MongoDB read preferences for replica sets

An important, but perhaps sometimes overlooked, parameter in MongoDB when using replica sets is the read preference. This parameter control how reads are handled and is an improvement over the old, (now deprecated), slave_okay-parameter.

By default, all reads are always routed to the primary. This might seem a bit counter-productive at a first glance; wouldn’t it be better that reads be distributed over all instances in the replica set? In many cases that is true but it is important to be aware of the consequences. If a secondary is falling behind the primary for some reason, a read to that secondary could give old data. Depending on your application, this might not be a problem. If you for example are reading log data for a report it might not matter much if the data might be a bit stale.

In previous versions of MongoDB you could set slave_okay to True to distribute reads over the secondaries. This parameter could be set on a connection basis or on operation basis. Starting with version 2.2 of MongoDB you should instead use the parameter read_preference. Like slave_okay it can be set when connecting to the database

import pymongo
conn = pymongo.Connection('localhost', read_preference=pymongo.SECONDARY_PREFERRED)

or just on certain operations

conn = pymongo.Connection('localhost')
conn.blogs.posts.find({'sid': 13214}, read_preference=pymongo.SECONDARY_PREFERRED)

For replica sets, read_preference can take the following values:

  • PRIMARY – This is the default setting and route all reads to the replica set primary.

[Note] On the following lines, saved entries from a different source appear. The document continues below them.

PR #1969, opened 2019-12-19
Refactor Kie server test profiles to get rid of default profile activation

sutaakar:


sutaakar:
@mbiarnes FYI this should fix the build issues.

PR #1970, opened 2019-12-19
[JBPM-8943] business central cannot show process details when configured with multiple kie-servers through smart router.

elguardian:
Added logic to avoid deep merge when the call is single result

### DIFF
--- a/kie-server-parent/kie-server-remote/kie-server-rest/kie-server-rest-common/src/main/java/org/kie/server/remote/rest/common/util/RestUtils.java
+++ b/kie-server-parent/kie-server-remote/kie-server-rest/kie-server-rest-common/src/main/java/org/kie/server/remote/rest/common/util/RestUtils.java
@@ -18,6 +18,7 @@ package org.kie.server.remote.rest.common.util;
 import java.io.PrintWriter;
 import java.io.StringWriter;
 import java.text.MessageFormat;
+import java.util.Collections;
 import java.util.List;
 import java.util.Locale;
 
@@ -32,6 +33,7 @@ import org.kie.server.api.KieServerEnvironment;
 import org.kie.server.api.marshalling.MarshallingFormat;
 import org.kie.server.api.model.KieContainerStatus;
 import org.kie.server.api.model.ReleaseId;
+import org.kie.server.api.model.instance.Aggregatable;
 import org.kie.server.common.rest.RestEasy960Util;
 import org.kie.server.remote.rest.common.Header;
 import org.kie.server.services.api.KieServerRegistry;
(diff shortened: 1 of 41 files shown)


elguardian:
@mswiderski @MarianMacik not very convince about this. 

Several paths:
1) build a list of single result calls to kie-server
2) build a list of list result calls to kie-server

3) build dynamically of list result calls (search for implementors of ItemList; needs a dependency) -> not sure we want that

ideas are welcome

mswiderski:
@elguardian how about flagging responses with some headers about type of the response - list or single item. If not given assuming it's list.... wdyt?

elguardian:
@mswiderski works for me

elguardian:
@mswiderski changed. this approach seems cleaner but the problem is we need to go one by one call. check and tell me wdyt

kie-server-parent/kie-server-router/kie-server-router-proxy/src/main/java/org/kie/server/router/utils/MediaTypeUtil.java
```diff
@@ -0,0 +1,25 @@
+package org.kie.server.router.utils;
```
mswiderski: missing license header

MarianMacik:
jenkins retest this

elguardian:
sure, will change the implementation.

kie-server-parent/kie-server-remote/kie-server-rest/kie-server-rest-common/src/main/java/org/kie/server/remote/rest/common/util/RestUtils.java
```diff
@@ -94,12 +97,23 @@ public static Response createResponse(Object responseObj, Variant v, javax.ws.rs
...
+        return getVariant(headers, null);
+    }
+
+    public static Variant getVariant(HttpHeaders headers, Object obj) {
         Variant v = RestEasy960Util.getVariant(headers);
         if( v == null ) {
             v = Variant.mediaTypes(getMediaType(headers)).add().build().get(0);
         }
+
+        if (obj instanceof ItemList || (obj instanceof ServiceResponse && ((ServiceResponse) obj).getResult() instanceof ItemList)) {
```
elguardian: @mswiderski I calculated the objects being ItemList as the only ones aggregatable. I don't see if others must be in that regard.

elguardian:
added @Aggregatable annotation to define whether an object response could be aggregate or not.

gmunozfe:
jenkins retest this

elguardian:
@gom

> It looks good to me.
> 
> Just one question and one consideration @elguardian:
> 
> * Is ProcessInstance the unique model for adding Aggregatable(false) annotation? Are there no more entities that should include this annotation to avoid being aggregated?
> * Regarding aggregated elements: for these cases, requested limit applies to each kie-server behind the router, returning this one the sum of all (requested limit is not maintained, perhaps this should be documented anyway).

regarding your first bullet. Only this one is the goal of this bug.
regarding your second bullet. That is not the goal of the fix (prior condition)

elguardian:
@kiegroup/gatekeepers  can anybody take care of the merge ?

PR #1971, opened 2019-12-19
PLANNER-1745: Eliminate deprecated OptaPlanner API, clean up test

yurloc:
https://issues.redhat.com/browse/PLANNER-1745

Follows up on #1957.

- Removed negative test that has little value and would break soon again.
- Removed deprecated API.
- Using fluent config API.
- Removed raw type usage, plus other cleanup.


jiripetrlik:
Jenkins retest this

PR #1999, opened 2020-02-03
[DROOLS-5003]  Avoid generating the executable model sources if drools-model-compiler is not in the pom.xml file

lucamolteni:


lucamolteni:
jenkins test again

If the primary is unavailable for some reason a read operation would produce an error or exception.
    This is the right setting if it is important to never return stale data.
  • PRIMARY_PREFERRED – Reads are normally sent to the primary, but if it is unavailable operations read from secondary members instead.
    A use case for this might be if you are using MongoDB as backend for a web service that shows some kind of information to a customer. You want to make sure that the information that is shown is up to date but in case of a primary failover you believe it is more important to show some data, stale or not.
  • SECONDARY – Reads are only allowed on secondary members of the replica set. If no secondaries are available a read operation would give an error or exception.
    This might be useful for example if you have a heavy read load but it is important that these read operations never interfere with the write operations.
  • SECONDARY_PREFERRED – Reads are normally routed to a secondary, but if no secondary is available read operations are sent to the primary. (This is how reads are handled when slave_okay is set to True).
    A use case for this is when you are not that concerned with reading stale data and want to distribute the read operations over all set members.
  • NEAREST – Reads are performed on the nearest available set member, disregarding if it is a primary or secondary member. Nearness is determined by periodically sending pings to all members and measuring the response time.
    This could be useful when you have a very read heavy application and want to minimize network latency and do not care if the data might be stale or not.

Note that all preferences other than PRIMARY could give stale data.

Using the default PRIMARY read preference is often to limiting and could in many cases be replaced by at least PRIMARY_PREFFERED. If you for example are using MongoDB as backend for a web service, it might often be better to risk presenting stale data to the frontend then no data at all as could be the case if the primary became unavailable.